Test the application with extra knowledge

Next, provide extra knowledge by adding documents to the vector store. Create a new file named DocumentService.java within the service directory, and then add the following code:

package com.example.springaiapp.service;

import java.util.List;
import java.util.Map;

import org.slf4j.Logger;
import org.slf4j.LoggerFactory;
import org.springframework.ai.document.Document;
import org.springframework.ai.vectorstore.VectorStore;
import org.springframework.beans.factory.annotation.Autowired;
import org.springframework.stereotype.Service;

import jakarta.annotation.PostConstruct;

@Service
public class DocumentService {

    private static final Logger logger = LoggerFactory.getLogger(DocumentService.class);

    @Autowired
    VectorStore vectorStore;

    @PostConstruct
    private void init() {
        vectorStore.add(documents);
        logger.info("DocumentService initialized with. Document count: {}", documents.size());
    }

    List<Document> documents = List.of(
        new Document("3e1a1af7-c872-4e36-9faa-fe53b9613c69",
                    """
                    The Spring AI project aims to streamline the development of applications that
                    incorporate artificial intelligence functionality without unnecessary complexity.
                    The project draws inspiration from notable Python projects, such as LangChain
                    and LlamaIndex, but Spring AI is not a direct port of those projects.
                    The project was founded with the belief that the next wave of Generative AI
                    applications will not be only for Python developers but will be ubiquitous
                    across many programming languages.
                    """,
                     Map.of("prompt", "What is Spring AI?")),
        new Document("7a7c2caf-ce9c-4dcb-a543-937b76ef1098",
                    """
                    A vector database stores data that the AI model is unaware of.
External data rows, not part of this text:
PR #262, opened 2018-04-27
Remove unnecessary monkey patches for String

zormandi:
The current stable version of the gem monkey patches a couple of core classes, including String. Unfortunately, the definition of the `camelize` method conflicts with other gems' definition of this same method including Active Support and Backports (see [https://github.com/marcandre/backports/blob/v3.11.3/lib/backports/rails/string.rb](url)). I actually noticed the behavior by requiring backports before sidekiq-unique-jobs and getting a failure of `Wrong constant name 'untilExecuted'`.

The locking mechanism has already been cleaned up in the master branch (although it hasn't been released yet) but the - now unused - monkey patches for String have been left over. I think removing these can spare developers hunting down subtle bugs.

### DIFF
--- a/lib/sidekiq_unique_jobs/core_ext.rb
+++ b/lib/sidekiq_unique_jobs/core_ext.rb
@@ -48,27 +48,3 @@ class Array
     end
   end
 end
-
-class String
-  unless ''.respond_to?(:classify)
-    def classify
-      camelize(sub(/.*\./, ''))
-    end
-  end
-
-  unless ''.respond_to?(:camelize)
-    def camelize(uppercase_first_letter = true)
-      string = self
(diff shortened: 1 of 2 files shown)


zormandi:
Travis build failure seems completely unrelated: `no such file to load -- concurrent/map`. Color me confused.

mhenrixon:
The problem is that removing these monkey patches breaks the gem for people not using active support (which is quite a few). Unfortunately I am not able to use refinements due to jruby support.

brettburley:
@mhenrixon you removed the usage of `classify` in 88ed7a96146799d5b01a550a7cccc937045c419c, so I believe that these monkeypatches are no longer necessary for sidekiq-unique-jobs to work.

When a user
                    question is sent to the AI model, a QuestionAnswerAdvisor queries the vector
                    database for documents related to the user question.
                    The response from the vector database is appended to the user text to provide
                    context for the AI model to generate a response. Assuming you have already
                    loaded data into a VectorStore, you can perform Retrieval Augmented Generation
                    (RAG) by providing an instance of QuestionAnswerAdvisor to the ChatClient.
                    """,
                     Map.of("prompt", "How does QuestionAnswer Advisor work?"))
        );
}

To test these changes, use the following command to compile and run the code:

mvn spring-boot:run

Then, ask a question by using the following command:

curl -G "http://localhost:8080/api/rag" \
    --data-urlencode "query=How does QuestionAnswerAdvisor work in Spring AI?"

You should now see an answer that clearly explains the role of QuestionAnswerAdvisor within Spring AI.

Unit summary

In this unit, you successfully built a RAG application using Spring AI, Azure OpenAI, and Spring AI's VectorStore. The module exposes the RAG capability via a dedicated REST endpoint through the RagController class.